Your task =>
Look over the entries that follow. Report how many lines contain "label", with nothing else.
*** Opening of Records supplied ***
PR #29296, opened 2022-01-15
feat: LIFO valuation

ankush:
Similar to FIFO valuation except when consuming last received material is consumed first. 

https://www.investopedia.com/articles/02/060502.asp

- LIFO can be enabled globally or on an individual item. 
- Negative inventory handling is equivalent to current FIFO handling. 
- PS: LIFO is banned by some accounting bodies, make sure your regional bodies allow using it: https://www.investopedia.com/articles/investing/042115/why-last-first-out-banned-under-ifrs.asp

<details>
  <summary></summary>

my first feature in ERPNext

</details>

todo:
- [x] rebase
- [x] some more manual testing
- [x] docs https://docs.erpnext.com/docs/v13/user/manual/en/stock/articles/calculation-of-valuation-rate-in-fifo-and-moving-average

To test:
- automated tests added. To check behavior create new item with LIFO valuation and run sales/purchase cycles (A lot of different ways it can be tested)
- check that FIFO/Moving average still work as expected.

### DIFF
--- a/erpnext/stock/doctype/item/item.json
+++ b/erpnext/stock/doctype/item/item.json
@@ -346,7 +346,7 @@
    "fieldname": "valuation_method",
    "fieldtype": "Select",
    "label": "Valuation Method",
-   "options": "\nFIFO\nMoving Average"
+   "options": "\nFIFO\nMoving Average\nLIFO"
   },
   {
    "depends_on": "is_stock_item",
--- a/erpnext/stock/doctype/stock_settings/stock_settings.json
+++ b/erpnext/stock/doctype/stock_settings/stock_settings.json
@@ -92,7 +92,7 @@
    "fieldname": "valuation_method",
    "fieldtype": "Select",
    "label": "Default Valuation Method",
-   "options": "FIFO\nMoving Average"
+   "options": "FIFO\nMoving Average\nLIFO"
   },
   {
    "description": "The percentage you are allowed to receive or deliver more against the quantity ordered. For example, if you have ordered 100 units, and your Allowance is 10%, then you are allowed to receive 110 units.",
@@ -305,7 +305,7 @@
  "index_web_pages_for_search": 1,
  "issingle": 1,
  "links": [],
- "modified": "2021-11-06 19:40:02.183592",
+ "modified": "2022-01-15 17:42:53.174865",
  "modified_by": "Administrator",
  "module": "Stock",
  "name": "Stock Settings",
@@ -324,5 +324,6 @@
  "quick_entry": 1,
  "sort_field": "modified",
  "sort_order": "ASC",
+ "states": [],
  "track_changes": 1
 }
--- a/erpnext/stock/stock_ledger.py
+++ b/erpnext/stock/stock_ledger.py
@@ -16,7 +16,7 @@ from erpnext.stock.utils import (
 	get_or_make_bin,
 	get_valuation_method,
 )
-from erpnext.stock.valuation import FIFOValuation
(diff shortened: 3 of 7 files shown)


erpnext/stock/utils.py
```diff
@@ -259,29 +260,25 @@ def get_valuation_method(item_code):
...
+	ValuationKlass = LIFOValuation if method == "LIFO" else FIFOValuation
+
+	stock_queue = ValuationKlass(previous_stock_queue)
 	if flt(qty) >= 0:
-		total = sum(f[0] for f in previous_stock_queue)
-		return sum(flt(f[0]) * flt(f[1]) for f in previous_stock_queue) / flt(total) if total else 0.0
+		total_qty, total_value = stock_queue.get_total_stock_and_value()
+		return total_value / total_qty if total_qty else 0.0
 	else:
-		available_qty_for_outgoing, outgoing_cost = 0, 0
```
ankush, line 268: A smallish "breaking" behavior here. This will keep on using the last rate for computing the average incoming rate in case of negative inventory. Incoming rate is anyway nonsensical for inventory that doesn't exist. 

The benefit is, now it's more in line with actual consumption logic.

erpnext/stock/doctype/item/item.json
```diff
@@ -4,7 +4,7 @@
  "allow_import": 1,
  "allow_rename": 1,
  "autoname": "field:item_code",
- "creation": "2013-05-03 10:45:46",
+ "creation": "2022-01-11 15:03:47.588455",
```
gavindsouza:
```suggestion
 "creation": "2013-05-03 10:45:46",
```
oof

--

this is fixed via https://github.com/frappe/frappe/pull/15763

erpnext/stock/doctype/stock_settings/stock_settings.json
```diff
@@ -1,6 +1,6 @@
 {
  "actions": [],
- "creation": "2013-06-24 16:37:54",
+ "creation": "2022-01-11 15:03:48.230814",
```
gavindsouza:
```suggestion
 "creation": "2013-06-24 16:37:54",
```

erpnext/stock/stock_ledger.py
```diff
@@ -701,14 +701,18 @@ def get_moving_average_values(self, sle):
 						sle.voucher_type, sle.voucher_no, self.allow_zero_rate,
 						currency=erpnext.get_company_currency(sle.company), company=sle.company)
 
-	def update_fifo_values(self, sle):
+	def update_fifo_lifo_values(self, sle):
```
gavindsouza:
```suggestion
	def update_queue_values(self, sle):
```

Felt the named method didn't make much sense. Also, how about adding type hints? I'm not sure what `sle` is supposed to be without reading the code above or below.

erpnext/stock/stock_ledger.py
```diff
@@ -461,7 +461,7 @@ def process_sle(self, sle):
 					self.wh_data.qty_after_transaction += flt(sle.actual_qty)
 					self.wh_data.stock_value = flt(self.wh_data.qty_after_transaction) * flt(self.wh_data.valuation_rate)
 				else:
-					self.update_fifo_values(sle)
+					self.update_fifo_lifo_values(sle)
```
```suggestion
					self.update_queue_values(sle)
```

erpnext/stock/stock_ledger.py
ankush: +1 on typing, right now sles are either _dict or actual sle document, often interchangeably 🥲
*** Close of Records supplied ***
Answer section =>
2